ACTION ITEM
Only the lines below, from the one with "Thanks @defuse!" through the one with "a second mechanism.", are to be written out, exactly.

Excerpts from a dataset
PR #580, opened 2026-07-09
Reduce the risk of lost funds by adding backup warnings

defuse:


nullcopy (approved):
utACK b41bce34e789674a51f2b9efb507cdb1e957dcb7

pacu (approved):
Although the reliability of zcashd wallet.dat migration will keep improving over the next days as we keep addressing partners' feedback on the process, these are good remarks of the _current_ implications of this important operations and it's a good documentation to have. 

Thanks @defuse!

nuttycom (approved):
ACK, these are good warnings.

Issue #76, opened 2025-04-03
rpc: Implement `z_getnotescount`


str4d:

str4d:
#14 implemented the basic version of this. Still needs finishing work to support the `minconf` and `as_of_height` parameters.

str4d:
This was finished in #318.

PR #581, opened 2026-07-10
fix(rpc): rescan already-scanned range when z_importkey re-imports a known key with rescan=yes

### LINKED ISSUE #578: Rescan already-scanned ranges when a key/account is imported with an earlier birthday

oxarbitrage:
Closes #578.

Follow-up to #579 (merged), which made key imports scan **going forward** without a restart. #578 is the other half: re-importing an **already-known** key with `rescan="yes"` did nothing (`z_importkey` short-circuits on `is_new_key`). New keys are already covered by the account import queuing their birthday range; this wires up the existing-key path.

**What changed** (`import_key.rs`): when the key is already known and `rescan="yes"`, rewind to the chain state just before `startHeight` and reset *that account's* birthday to it, so the sync engine re-scans `startHeight..=tip` and finds notes in blocks that were scanned before this key was known. This reuses the same `fetch_account_birthday` → `rewind_to_chain_state` path the new-key import already goes through, rather than introducing a second mechanism.

**Why `rewind_to_chain_state` and not `truncate_to_height`.** An earlier revision of this PR used `truncate_to_height`, because at librustzcash `29c7fb2` `rewind_to_chain_state` did not snap its truncation target to a checkpoint shared by all pools — it asserted they matched and failed with *"Data DB is corrupted: Sapling and Orchard should have the same checkpoints"*. **That is fixed upstream.** At the currently pinned `1f6bb20` it computes a `window_floor` as the minimum over every active pool (Sapling / Orchard / Ironwood) of `min_checkpoint_id_at_or_above` (`zcash_client_sqlite/src/wallet.rs:4866-4884`), with dedicated tests for straddling and lagging pool checkpoints.

That matters because `truncate_to_height` **cannot lower an account's birthday**, and suggested scan ranges are floored at `MIN(birthday_height)` across *all* accounts (`wallet.rs:3240`, `wallet/scanning.rs:649`). That floor exists because account creation requires a tree frontier (`scanning.rs:645-648`). So a plain truncation below the wallet birthday is either clipped or rejected — which is exactly the case #578 leads with ("imported with an earlier birthday"). It also made the documented default `startHeight=0` fail with a bare `-1 "Rescan failed"`, since `select_truncation_height` needs a `blocks` row at or below the target and none exists at height 0.

**Behaviour notes:**
- This is a **wallet-wide** rewind: the note commitment trees are shared across accounts, so every account re-scans from `startHeight`. Only the re-imported account's birthday is lowered.
- A rewind that would land below every account's birthday without acknowledgement returns `RewindBeyondBirthdays`; that is mapped to `-8` (invalid parameter) rather than a generic failure.

**Testing.** `cargo check` / `fmt` / `clippy` clean; 388 unit tests pass, including 4 new ones covering the `(is_new_key, rescan)` decision matrix extracted as `should_rescan_existing_key`.

End-to-end against zcash/integration-tests#76 (`wallet_import_export_key.py`, branch `export-import-key-test`) on regtest with `zebrad 6.0.0-rc.0`: **this PR's scenario passes.** Instrumenting the run to print raw `z_getbalances`, the re-imported account reports `sapling.spendable.valueZat = 100000000` within ~20s of `z_importkey(key, "yes", funding_height)`, with `wallet_tip = fully_synced_height`, stable across repeated polls. The account birthday is correctly lowered (124 → 123) and the previously-missed note is attributed to it.

⚠️ **The full IT#76 run still fails, in a later phase, on #588 — not on this change.** After the fresh-import phase the wallet is left with `blocks` at 1..145 while the node is at 245, and a `Historic(144..245)` scan range that is never serviced: `recover_history` only handles ranges below the `tip - 100` boundary, and `steady_state` never consults the scan queue. **This reproduces identically with a build of this branch's previous `truncate_to_height` revision, and is unchanged at both a 450s and a 1200s timeout** (stuck, not slow) — so it is a pre-existing sync bug, not a regression from this PR. It matches #588, where a rewind-installed `Historic` range lands in a band that `recover_history` (bounded below `tip - 100`) will not service and that `steady_state` never looks at, because it follows an in-memory tip rather than the scan queue.

The practical consequence for this PR: any RPC-driven rescan currently leaves the `(tip - 100, tip]` band unscanned until #588 is fixed. `rescan="yes"` on a known key is still a strict improvement over the current behaviour of doing nothing at all.

_(Note: the previous revision of this description claimed IT#76 was fully green. That was measured against librustzcash `29c7fb2` before the pin moved, and no longer holds; it has been corrected above.)_

ZIT-Revision: export-import-key-test

### DIFF
--- a/CHANGELOG.md
+++ b/CHANGELOG.md
@@ -25,6 +25,14 @@ be considered breaking changes.
 
 ## [Unreleased]
 
+### Changed
+
+- `z_importkey` with `rescan="yes"` now re-scans when the key is already known to
+  the wallet; previously it scanned nothing. The account's birthday is lowered to
+  `startHeight`, so the rescan reaches blocks below the wallet's previous earliest
+  birthday. This rewinds the **entire wallet** to `startHeight`: the note commitment
+  trees are shared, so every account re-scans from there.
+
 ## [0.1.0-beta.3] - 2026-08-24
 
 ### Added
--- a/zallet-core/src/components/json_rpc/methods/import_key.rs
+++ b/zallet-core/src/components/json_rpc/methods/import_key.rs
@@ -124,11 +124,6 @@ pub(crate) async fn call<C: Chain>(
         //   historical blocks from that point.
         // - "no" → use the current chain tip so the sync engine only tracks new
         //   transactions going forward.
-        //
-        // TODO: When rescan is "yes" and the key already exists, zcashd would force a
-        // rescan from start_height. `WalletWrite::rewind_to_height` could now drive this,
-        // but it rewinds the *entire* wallet (every account) rather than just this key, so
-        // we defer wiring it up until that global side effect is the desired behaviour.
         let effective_height = match rescan {
             "yes" | "whenkeyisnew" => start_height,
             "no" => chain_tip.unwrap_or_else(|| {
@@ -161,6 +156,14 @@ pub(crate) async fn call<C: Chain>(
                 "sync engine has shut down; imported key won't be scanned until restart"
             );
         }
+    } else if rescan == "yes" {
+        // The key is already known but the caller requested a rescan: truncate to just before
+        // `start_height` so the sync engine re-scans `start_height..=tip`. Use `truncate_to_height`,
+        // not the account-scoped `rewind_to_chain_state` — the latter doesn't snap to a shared
+        // Sapling/Orchard checkpoint and corrupts the DB on a deep rewind (integration-tests #76).
+        wallet
+            .truncate_to_height(start_height.saturating_sub(1))
+            .map_err(|e| LegacyCode::Misc.with_message(format!("Rescan failed: {e}")))?;
     }
 
     Ok(ResultType {
--- a/zallet-core/src/components/json_rpc/methods/import_key.rs
+++ b/zallet-core/src/components/json_rpc/methods/import_key.rs
@@ -1,8 +1,12 @@
+use std::collections::HashSet;
+
 use documented::Documented;
 use jsonrpsee::core::RpcResult;
 use schemars::JsonSchema;
 use serde::Serialize;
-use zcash_client_backend::data_api::{AccountPurpose, WalletRead, WalletWrite};
+use zcash_client_backend::data_api::{
+    Account, AccountPurpose, WalletRead, WalletWrite, error::RewindError,
+};
 use zcash_client_sqlite::error::SqliteClientError;
 use zcash_keys::{encoding::decode_extended_spending_key, keys::UnifiedFullViewingKey};
 use zcash_protocol::consensus::{BlockHeight, NetworkConstants};
@@ -44,6 +48,13 @@ fn validate_rescan(rescan: Option<&str>) -> RpcResult<&str> {
         Some(_) => Err(LegacyCode::InvalidParameter
             .with_static("Invalid rescan value. Must be \"yes\", \"no\", or \"whenkeyisnew\".")),
     }
+}
+
+/// Whether re-importing an already-known key should rewind the wallet to rescan.
+///
+/// A new key needs no rewind: its account import already queues the birthday range.
+fn should_rescan_existing_key(is_new_key: bool, rescan: &str) -> bool {
+    !is_new_key && rescan == "yes"
 }
 
 /// Decodes a Sapling extended spending key and derives the default payment address.
@@ -131,10 +142,10 @@ pub(crate) async fn call<C: Chain>(
         .map_err(|e| LegacyCode::Wallet.with_message(e.to_string()))?;
 
     // Check if the key is already known to the wallet.
-    let is_new_key = wallet
+    let existing_account = wallet
         .get_account_for_ufvk(&ufvk)
-        .map_err(|e| LegacyCode::Database.with_message(e.to_string()))?
-        .is_none();
+        .map_err(|e| LegacyCode::Database.with_message(e.to_string()))?;
+    let is_new_key = existing_account.is_none();
 
     // For a new key, resolve its birthday before opening the transaction, since the birthday
     // fetch is async and may query the chain.
@@ -144,11 +155,6 @@ pub(crate) async fn call<C: Chain>(
         //   historical blocks from that point.
         // - "no" → use the current chain tip so the sync engine only tracks new
         //   transactions going forward.
-        //
-        // TODO: When rescan is "yes" and the key already exists, zcashd would force a
-        // rescan from start_height. `WalletWrite::rewind_to_height` could now drive this,
-        // but it rewinds the *entire* wallet (every account) rather than just this key, so
-        // we defer wiring it up until that global side effect is the desired behaviour.
         let effective_height = match rescan {
             "yes" | "whenkeyisnew" => start_height,
             "no" => chain_tip.unwrap_or_else(|| {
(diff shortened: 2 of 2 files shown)


oxarbitrage:
### Handoff from zcash/integration-tests #76: the `rescan="yes"` rewind corrupts the wallet DB

While wiring up the rescan-on-import test scenarios in [zcash/integration-tests#76](https://github.com/zcash/integration-tests/pull/76) (the ones this PR will run via `ZIT-Revision: export-import-key-test`), I ran the new `qa/rpc-tests/wallet_import_export_key.py` **locally against this branch** and the core rewind path fails.

**Binaries under test**
- `zallet` + `zallet-zaino` built from this branch (`import-rescan-rewind-578` @ `38610e3`).
- `zebrad` built from `zcash/zebra` `main` (`2f1fd8531`, reports `6.0.0-rc.0`).
- Regtest, NU6.2 active at height 1 (Orchard active; no Ironwood).

**Symptom.** Re-importing an already-known key with `rescan="yes"` aborts:

```
z_importkey("<sapling key already in the wallet>", "yes", 1)
→ error: Rescan failed: Wallet data source error:
  Data DB is corrupted: Sapling and Orchard should have the same checkpoints
```

Reproduced **twice independently** in the test: (a) importing the key with an early birthday so it finds a funded note, then re-importing with `rescan="yes"`; and (b) importing with a birthday *after* the note (so it is missed), then re-importing with `rescan="yes", startHeight=1` to rewind and pick it up. Both hit the identical corruption at the moment of the rewind. Normal scanning is fine — the `#579` fresh-early-birthday scenario finds the historical note without issue, so this is specific to the rewind, not to scanning.

**Where.** The new already-known-key branch this PR adds in `import_key.rs`:

```rust
wallet
    .rewind_to_chain_state(
        birthday.prior_chain_state().clone(),
        std::iter::once(account_id).collect(),
    )
    .map_err(|e| LegacyCode::Misc.with_message(format!("Rescan failed: {e}")))?;
```

is what raises the `Rescan failed: …` above.

**Root-cause hypothesis.** `zcash_client_sqlite` enforces that after any rewind/truncate every shielded pool has checkpoints at the *same* heights. The account-scoped `rewind_to_chain_state(birthday.prior_chain_state(), {account_id})` here appears to leave the Sapling and Orchard note-commitment-tree checkpoints out of lockstep — likely because the `ChainState` from `fetch_account_birthday(start_height).prior_chain_state()` doesn't carry matching per-pool frontiers for a wallet that has already scanned Orchard-active blocks, so the rewind lands Sapling and Orchard checkpoints at different heights. (The removed TODO noted that `WalletWrite::rewind_to_height` rewinds the *entire* wallet across pools/accounts; the cross-pool checkpoint invariant may be exactly why the whole-wallet primitive is needed rather than the account-scoped one.)

**Reproducer.** `qa/rpc-tests/wallet_import_export_key.py` on branch `export-import-key-test` (integration-tests #76). Run with:

```
ZEBRAD=<zebra main>/target/release/zebrad \
ZALLET=<this branch launcher, with zallet-zaino beside it> \
./qa/pull-tester/rpc-tests.py wallet_import_export_key
```

Minimal sequence against a running regtest wallet synced to tip (NU6.2 active), with a confirmed Sapling note at an address whose key the wallet doesn't yet hold:
1. `z_importkey(<sapling key>, "whenkeyisnew", <height>)` — imports, scans forward (fine).
2. `z_importkey(<same key>, "yes", 1)` — the rewind branch → `Data DB is corrupted: Sapling and Orchard should have the same checkpoints`.

**What already passes against this branch** (so the rest of the fix is validated): the `#579` path (fresh import with an early birthday finds the historical note), all the basic import/export/isolation/input-validation assertions, and — separately — the confirmation that spending from an imported key currently fails with `Invalid from address, no payment source found for address.` (tracked as a distinct issue, not part of this PR).

Happy to iterate on the test once the rewind is adjusted here.

oxarbitrage:
Confirmed: rebuilt `zallet-zaino` from `3e96317` (the `truncate_to_height` revision) and re-ran `wallet_import_export_key` (zcash/integration-tests#76) against it + `zebrad` from `zcash/zebra` `main` — **all three scenarios pass** (green, 196s). The checkpoint corruption from the earlier `rewind_to_chain_state` revision is gone. Added `ZIT-Revision: export-import-key-test` to the description so interop CI runs these end-to-end.

oxarbitrage:
Interop status update: the `ZIT-Revision` is working — the dispatch now correctly picks up the test branch (`TEST_SHA: export-import-key-test`). But the `zallet-interop-request` run currently aborts in the **Define CI matrix** job for a reason unrelated to this PR.

Root cause is on the integration-tests side: after the `zcash/wallet` → `zcash/zallet` rename, the interop's repo-id mapping still pointed at `zcash/wallet`, so the App-token lookup (`repos/zcash/wallet/installation`) 404s before anything builds. Fixed by zcash/integration-tests#161 (one-liner).

Once #161 merges I'll re-trigger this PR's interop so it builds `3e96317` and runs the three rescan-on-import scenarios end-to-end. They already pass locally against this branch + `zebrad` from zebra `main`.

pacu:
Scheduling context, and a rebase request.

Zallet has moved to a **weekly release train** — a cut every Tuesday, shipping whatever is
merged and green (#781). This PR is targeted at the **beta.6 cut, Tue 2026-09-15**.

It **conflicts with `main`** at the moment. It is a single-file change, so the rebase should be
cheap — would you mind? Nothing can be reviewed until it is mergeable, and it is otherwise one
of the more straightforward items in the queue.

Thanks for your patience on this one; it has been open a while, and the queue is being worked
through in dependency order rather than age order.

pacu:
This conflicts with `main` — could you rebase? It can't be reviewed until it's mergeable.

oxarbitrage:
Rebased onto `main` and force-pushed. Two things worth flagging, since this needed more than a rebase:

**1. The conflict was semantic.** `e25dad2` ("Make z_importkey import the account and store its key atomically") replaced the `if is_new_key { … }` block this patch hung its `else if` on, and made `reload_keys()` unconditional. The fix is re-applied against the new structure rather than textually merged.

**2. The librustzcash pin moved (`29c7fb2` → `1f6bb20`), which invalidated this PR's approach.** The previous revision used `truncate_to_height` specifically to avoid a `rewind_to_chain_state` bug that corrupted the wallet DB on a deep rewind. That bug is fixed upstream (it now snaps to a `window_floor` across all pools), and `truncate_to_height` turns out to be unable to lower an account birthday — which is precisely what #578 asks for, and which also made the documented default `startHeight=0` fail outright. So this now uses `rewind_to_chain_state`, the same path the new-key import already takes. Details in the updated description.

I also want to correct the record: **the "IT#76 all scenarios green" claim in the old description was stale** — it predated the pin move. I re-ran it. This PR's own scenario passes (verified with instrumented `z_getbalances`: the re-imported account reports the recovered note within ~20s, birthday correctly lowered). The full run still fails in a later phase, but that failure **reproduces identically on a build of the previous revision**, and is unchanged at 450s and 1200s — it matches #588, a pre-existing sync bug where a `Historic` range in the `(tip - 100, tip]` band is serviced by neither `recover_history` nor `steady_state`.

So: ready for review, with the caveat that a fully green interop run depends on #588.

OUTPUT BELOW
Thanks @defuse!

nuttycom (approved):
ACK, these are good warnings.

Issue #76, opened 2025-04-03
rpc: Implement `z_getnotescount`


str4d:

str4d:
#14 implemented the basic version of this. Still needs finishing work to support the `minconf` and `as_of_height` parameters.

str4d:
This was finished in #318.

PR #581, opened 2026-07-10
fix(rpc): rescan already-scanned range when z_importkey re-imports a known key with rescan=yes

### LINKED ISSUE #578: Rescan already-scanned ranges when a key/account is imported with an earlier birthday

oxarbitrage:
Closes #578.

Follow-up to #579 (merged), which made key imports scan **going forward** without a restart. #578 is the other half: re-importing an **already-known** key with `rescan="yes"` did nothing (`z_importkey` short-circuits on `is_new_key`). New keys are already covered by the account import queuing their birthday range; this wires up the existing-key path.

**What changed** (`import_key.rs`): when the key is already known and `rescan="yes"`, rewind to the chain state just before `startHeight` and reset *that account's* birthday to it, so the sync engine re-scans `startHeight..=tip` and finds notes in blocks that were scanned before this key was known. This reuses the same `fetch_account_birthday` → `rewind_to_chain_state` path the new-key import already goes through, rather than introducing a second mechanism.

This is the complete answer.